PR #243, opened 2020-10-16
collector: unmask the metrics daemon to prevent start over D-Bus

mschiu77:
The metrics daemon also needs to be masked so it won't be started
until the collect/upload is done.

### DIFF
--- a/tools/eos-metrics-collector.exe
+++ b/tools/eos-metrics-collector.exe
@@ -45,14 +45,19 @@ class OfflineMetrics:
             self.metrics_id = self.machine_id_path
 
     def metrics_unit(self, operation):
-        # TODO: the metrics daemon is also D-Bus activatable, so on stop we
-        # should also do something to prevent it being started over D-Bus.
-        cmd = ["systemctl", operation]
-        if operation == "is-active":
-            cmd.append("--quiet")
-        cmd.append(self.systemd_service)
-        returncode = subprocess.call(cmd)
-        return returncode == 0
+        supported_ops = ["mask", "unmask"]
+        if operation not in supported_ops:
+            raise ValueError
+        if operation == "mask":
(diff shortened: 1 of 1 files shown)


tools/eos-metrics-collector.exe
```diff
@@ -45,11 +45,11 @@ class OfflineMetrics:
...
-        # TODO: the metrics daemon is also D-Bus activatable, so on stop we
-        # should also do something to prevent it being started over D-Bus.
         cmd = ["systemctl", operation]
         if operation == "is-active":
             cmd.append("--quiet")
+        elif operation == "mask":
+            cmd.append("--now")
         cmd.append(self.systemd_service)
         p = subprocess.run(cmd)
         return p.returncode == 0
```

^^^^^^^^^^^^^^^^

(What you need to do): Lines from the top of the data above through the line containing "self.metrics_id = self.machine_id_path" must be repeated exactly. All other lines stay out.

(Exercise response):
PR #243, opened 2020-10-16
collector: unmask the metrics daemon to prevent start over D-Bus

mschiu77:
The metrics daemon also needs to be masked so it won't be started
until the collect/upload is done.

### DIFF
--- a/tools/eos-metrics-collector.exe
+++ b/tools/eos-metrics-collector.exe
@@ -45,14 +45,19 @@ class OfflineMetrics:
             self.metrics_id = self.machine_id_path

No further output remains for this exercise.